***** WORKING DATA
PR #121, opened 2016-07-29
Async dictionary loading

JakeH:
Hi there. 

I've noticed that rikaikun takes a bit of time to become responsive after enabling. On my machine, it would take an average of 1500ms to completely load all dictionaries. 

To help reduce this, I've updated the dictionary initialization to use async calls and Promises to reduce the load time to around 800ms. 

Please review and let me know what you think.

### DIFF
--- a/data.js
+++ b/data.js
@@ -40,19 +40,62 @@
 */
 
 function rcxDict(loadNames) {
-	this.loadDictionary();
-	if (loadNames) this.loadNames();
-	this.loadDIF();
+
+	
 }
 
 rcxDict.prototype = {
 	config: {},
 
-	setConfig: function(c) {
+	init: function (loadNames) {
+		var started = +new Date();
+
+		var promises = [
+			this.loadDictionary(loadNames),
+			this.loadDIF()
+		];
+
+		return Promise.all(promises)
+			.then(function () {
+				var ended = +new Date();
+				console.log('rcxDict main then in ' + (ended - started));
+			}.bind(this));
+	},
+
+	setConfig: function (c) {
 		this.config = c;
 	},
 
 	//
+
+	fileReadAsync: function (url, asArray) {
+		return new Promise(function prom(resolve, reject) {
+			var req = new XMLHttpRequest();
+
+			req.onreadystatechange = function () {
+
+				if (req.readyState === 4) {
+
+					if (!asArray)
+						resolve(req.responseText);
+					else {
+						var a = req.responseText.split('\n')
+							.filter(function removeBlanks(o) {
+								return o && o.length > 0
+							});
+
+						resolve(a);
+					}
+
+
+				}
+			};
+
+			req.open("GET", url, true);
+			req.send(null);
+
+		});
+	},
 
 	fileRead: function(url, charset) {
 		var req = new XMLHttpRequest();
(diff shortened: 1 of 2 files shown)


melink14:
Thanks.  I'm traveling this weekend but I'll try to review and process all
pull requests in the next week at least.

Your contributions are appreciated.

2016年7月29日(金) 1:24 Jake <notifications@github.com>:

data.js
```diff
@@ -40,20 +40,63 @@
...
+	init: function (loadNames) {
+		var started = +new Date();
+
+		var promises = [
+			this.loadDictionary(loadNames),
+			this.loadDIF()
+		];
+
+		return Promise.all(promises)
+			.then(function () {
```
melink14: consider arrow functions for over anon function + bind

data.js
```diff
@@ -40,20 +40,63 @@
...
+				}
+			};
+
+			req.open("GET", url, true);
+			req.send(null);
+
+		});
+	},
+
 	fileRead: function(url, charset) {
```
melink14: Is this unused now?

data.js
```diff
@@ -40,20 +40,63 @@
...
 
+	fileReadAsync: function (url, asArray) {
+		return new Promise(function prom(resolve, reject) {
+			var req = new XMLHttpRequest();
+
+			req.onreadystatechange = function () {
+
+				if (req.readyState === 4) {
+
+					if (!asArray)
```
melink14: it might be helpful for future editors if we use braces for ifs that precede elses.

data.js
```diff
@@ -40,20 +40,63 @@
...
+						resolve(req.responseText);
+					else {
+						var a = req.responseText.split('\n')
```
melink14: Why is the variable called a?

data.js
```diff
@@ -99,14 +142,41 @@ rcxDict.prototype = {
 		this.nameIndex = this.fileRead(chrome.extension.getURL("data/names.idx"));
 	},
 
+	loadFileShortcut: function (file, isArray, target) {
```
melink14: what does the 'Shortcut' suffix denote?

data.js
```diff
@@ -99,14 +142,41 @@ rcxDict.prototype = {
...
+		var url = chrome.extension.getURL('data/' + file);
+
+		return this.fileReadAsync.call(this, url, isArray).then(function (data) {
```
**********
Return the listing above in its entirety, word for word.

§ EXERCISE SOLUTION
PR #121, opened 2016-07-29
Async dictionary loading

JakeH:
Hi there. 

I've noticed that rikaikun takes a bit of time to become responsive after enabling. On my machine, it would take an average of 1500ms to completely load all dictionaries. 

To help reduce this, I've updated the dictionary initialization to use async calls and Promises to reduce the load time to around 800ms. 

Please review and let me know what you think.

### DIFF
--- a/data.js
+++ b/data.js
@@ -40,19 +40,62 @@
 */
 
 function rcxDict(loadNames) {
-	this.loadDictionary();
-	if (loadNames) this.loadNames();
-	this.loadDIF();
+
+	
 }
 
 rcxDict.prototype = {
 	config: {},
 
-	setConfig: function(c) {
+	init: function (loadNames) {
+		var started = +new Date();
+
+		var promises = [
+			this.loadDictionary(loadNames),
+			this.loadDIF()
+		];
+
+		return Promise.all(promises)
+			.then(function () {
+				var ended = +new Date();
+				console.log('rcxDict main then in ' + (ended - started));
+			}.bind(this));
+	},
+
+	setConfig: function (c) {
 		this.config = c;
 	},
 
 	//
+
+	fileReadAsync: function (url, asArray) {
+		return new Promise(function prom(resolve, reject) {
+			var req = new XMLHttpRequest();
+
+			req.onreadystatechange = function () {
+
+				if (req.readyState === 4) {
+
+					if (!asArray)
+						resolve(req.responseText);
+					else {
+						var a = req.responseText.split('\n')
+							.filter(function removeBlanks(o) {
+								return o && o.length > 0
+							});
+
+						resolve(a);
+					}
+
+
+				}
+			};
+
+			req.open("GET", url, true);
+			req.send(null);
+
+		});
+	},
 
 	fileRead: function(url, charset) {
 		var req = new XMLHttpRequest();
(diff shortened: 1 of 2 files shown)


melink14:
Thanks.  I'm traveling this weekend but I'll try to review and process all
pull requests in the next week at least.

Your contributions are appreciated.

2016年7月29日(金) 1:24 Jake <notifications@github.com>:

data.js
```diff
@@ -40,20 +40,63 @@
...
+	init: function (loadNames) {
+		var started = +new Date();
+
+		var promises = [
+			this.loadDictionary(loadNames),
+			this.loadDIF()
+		];
+
+		return Promise.all(promises)
+			.then(function () {
```
melink14: consider arrow functions for over anon function + bind

data.js
```diff
@@ -40,20 +40,63 @@
...
+				}
+			};
+
+			req.open("GET", url, true);
+			req.send(null);
+
+		});
+	},
+
 	fileRead: function(url, charset) {
```
melink14: Is this unused now?

data.js
```diff
@@ -40,20 +40,63 @@
...
 
+	fileReadAsync: function (url, asArray) {
+		return new Promise(function prom(resolve, reject) {
+			var req = new XMLHttpRequest();
+
+			req.onreadystatechange = function () {
+
+				if (req.readyState === 4) {
+
+					if (!asArray)
```
melink14: it might be helpful for future editors if we use braces for ifs that precede elses.

data.js
```diff
@@ -40,20 +40,63 @@
...
+						resolve(req.responseText);
+					else {
+						var a = req.responseText.split('\n')
```
melink14: Why is the variable called a?

data.js
```diff
@@ -99,14 +142,41 @@ rcxDict.prototype = {
 		this.nameIndex = this.fileRead(chrome.extension.getURL("data/names.idx"));
 	},
 
+	loadFileShortcut: function (file, isArray, target) {
```
melink14: what does the 'Shortcut' suffix denote?

data.js
```diff
@@ -99,14 +142,41 @@ rcxDict.prototype = {
...
+		var url = chrome.extension.getURL('data/' + file);
+
+		return this.fileReadAsync.call(this, url, isArray).then(function (data) {
```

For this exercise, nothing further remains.